A study of the mechanical properties of nanowires using nanoindentation

Abstract

A nanoindenter XP with scanning capabilities was used to perform nanoindentations on GaN and ZnO nanowires with radii in the range of 20–50nm, positioned on a silicon substrate and bonded to the substrate at their ends with platinum. Since the geometry of indentation of a nanowire differs significantly from the indentation of a half-space, the standard Oliver-Pharr method [W. C. Oliver and G. M. Pharr, J. Mater. Res. 7, 1564 (1992)] of analysis may not be used. A two interface contact model has been developed for the nanoindentation of a nanowire on a flat substrate, with the two interfaces, indenter/nanowire and nanowire/substrate, being in a series. The contact at the indenter/nanowire interface is modeled as an elliptical contact at the sphere (indenter)/cylinder interface. The contact at the nanowire/substrate interface is modeled as a contact at the cylinder/half-space interface under some concentrated forces applied on top of the cylinder. Under these latter conditions the cylinder may be expected to recede from the half-space when the load is applied. In order to predict the contact stiffness for the two interfaces, the theories of Hertzian contacts and receding contacts have been reviewed, generalized, and used. Considering the possible adhesion at the nanowire/substrate interface and the fixed ends of the nanowire, we have considered two limits for the contact at the nanowire/substrate interface: one with and one without separation at the interface; thus, we obtain two bounds for the contact stiffness and hardness.
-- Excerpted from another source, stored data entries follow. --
PR #47, opened 2026-03-11
Bugfix for removal of build dependencies which were previously installed

Max13245:
This PR includes a bugfix for removal of build dependencies which were installed before installation. It now keeps track of the newly installed packages and only removes those (if they are not also a new dependency).

### DIFF
--- a/src/installer/installer.rs
+++ b/src/installer/installer.rs
@@ -135,30 +135,34 @@ impl<'a> Installer<'a> {
             target_bounds,
         };
 
-        let mut newly_installed = Vec::new();
+        let mut installed_build_deps = Vec::new();
         match self.options.build_source {
             true => {
                 let dependency_tree = Node::new_from_meta_build(&package_id, root_meta, self.repository_manager, self.register)?;
-                self.install_nodes_build(&dependency_tree, &mut newly_installed)?;
+                self.install_nodes_build(&dependency_tree, &mut installed_build_deps)?;
             },
             false => {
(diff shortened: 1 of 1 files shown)


src/installer/installer.rs
```diff
@@ -135,31 +135,30 @@ impl<'a> Installer<'a> {
             target_bounds,
         };
 
-        let mut tree = match self.options.build_source {
+        let mut newly_installed = Vec::new();
```
```suggestion
        let mut installed_build_deps = Vec::new();
```

src/installer/installer.rs
```diff
@@ -135,31 +135,30 @@ impl<'a> Installer<'a> {
...
         if !self.options.keep_build {
-            self.remove_build_dependencies(&mut tree)?;
+            self.remove_build_dependencies(&newly_installed)?;
         }
 
         Ok(())
     }
 
-    fn install_nodes(&mut self, node: &mut Node<Option<InstallMeta>, DependencyTypes>) -> Result<()> {
+    fn install_nodes(&mut self, node: &mut Node<Option<InstallMeta>, DependencyTypes>, installed: &mut Vec<PackageId>) -> Result<()> {
```
```suggestion
    fn install_nodes(&mut self, node: &mut Node<Option<InstallMeta>, DependencyTypes>, installed_build_deps: &mut Vec<PackageId>) -> Result<()> {
```

BraveChicken1 (changes requested):

BraveChicken1 (approved):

The model has been used to analyze the nanoindentation data for GaN and ZnO nanowires. We found that the hardness of the GaN nanowire is 46.7±5.6GPa, which is much higher than that of the ZnO nanowire, 3.4±0.9GPa. We also found that the Oliver-Pharr hardness [W. C. Oliver and G. M. Pharr, J. Mater. Res. 7, 1564 (1992)] may be the rough lower bound of the hardness and the Joslin-Oliver hardness [D. L. Joslin and W. C. Oliver, J. Mater. Res. 5, 123 (1990)] may be the rough upper bound of the hardness.